それ程までに作品に関して強いこだわりを持つ。
過去の作品こそが最大のライバルと常に思い、越えること、越えた作品が見たいと思うのは、おそらく自分自身なんだと思う。
それ程作家=創作は生き物だと感じる。
作品に自分の魂を込めるからだ。
渾身の力を注ぐからこそ、仕上がるは作品となる。
商品を作るなら他に頼めばいいとすら思うほど、いつのまにか職人気質の、頑固親父になっている。
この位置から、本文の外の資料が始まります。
PR #1431, opened 2020-03-20
SWDEV-225038: disable relaxed uniform regions in structurizer

ssahasra:
The LLVM structurizer includes a local relaxation on the criteria that
define uniform regions, that was introduced in [1] and eventually
enabled by default in [2].

[1] https://reviews.llvm.org/D62198
[2] https://reviews.llvm.org/D63198

But this relaxation is affecting correctness. For example, in
SWDEV-225038, for different combinations of compiler version and app
version, it is possible to either make the app hang or produce
incorrect results.

For now, we disable this relaxation in HCC until we have a complete
resolution in LLVM itself.

### DIFF
--- a/lib/clamp-device.in
+++ b/lib/clamp-device.in
@@ -30,7 +30,7 @@ KMOPTOPT="${KMOPTOPT:="-O3"}"
 # KMOPTLLC can be used to pass last-minute options to llc in the backend
 # add "--frame-pointer=none" as deafult option to llc to enable frame
 # pointer elimination, so saved registers can be used for SGPR spill
-KMOPTLLC="${KMOPTLLC:="--frame-pointer=none"}"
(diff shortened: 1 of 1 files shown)


ssahasra:
The build seems to have failed due to unrelated reasons (missing libhsaruntime). How do I retrigger the build?

AlexVlx (approved):
LGTM, thanks - word of warning since you're in the neighbourhood, `--frame-pointer=none` no longer works, since LLC now handles frame pointer persistence based on function attributes; we'll have to modify the FE to pass `-fomit-frame-pointer` for the equivalent result although this is a dubious workaround to begin with.

ssahasra:
This is being fixed in upstream LLVM, so discarding the local HCC change.

PR #1439, opened 2020-03-30
fix creation of /opt/rocm soft link

david-salinas:
We need to install ROCr (HSA RT) after we create the soft link, otherwise the symlinks in the HSA lib do not get created properly on the ROCr install.


aaronenyeshi (approved):

david-salinas:
There may be an issue with CMAKE_INSTALL_PREFIX ... investigating.

PR #1440, opened 2020-03-31
extractkernel objdump args to use double dashes

aaronenyeshi:
More recent llvm-objdump has changed disassemble and mcpu arguments to require double dashes.


scchan (approved):

eidenyoshida (commented):
LGTM

PR #1442, opened 2020-04-08
An optimization to the function of findGlobalPool

zhaozhangjian:
In findGlobalPool, return HSA_STATUS_INFO_BREAK instead of HSA_STATUS_SUCCESS when a fine grained global pool is found, so as to avoid useless iterations when called in the constructor of UnpinnedCopyEngine. Also add an ErrorCheck after this call.


zhaozhangjian:
Any one to review this?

だからこそ仲間との衝突も、避けられなかった所以となる。
私達メンバーの中で一番博識で頭脳となっていたのは、言わずとしれた桜井である。
私も桜井を尊敬するが、しかし、事が創作となるなら、平気で裾を別ける事もいとわない。
創作で自分を曲げる事は出来ないのだ。
きっかけは小さなほころび、そして何度も出てきたキーワード【織田信長】だった。
一度織田を名乗るものが魔を制圧為に出ると名乗り出て、馬の足音まで聞いた桜井だったが、実は茶番で仲間の身を危険に晒す為の小細工だったという経緯があった。
これまでに現れた武将や偉人は、何人か居た。
その時のタイミングで、必要となれば天照大神によって、眠っているものですら派遣された。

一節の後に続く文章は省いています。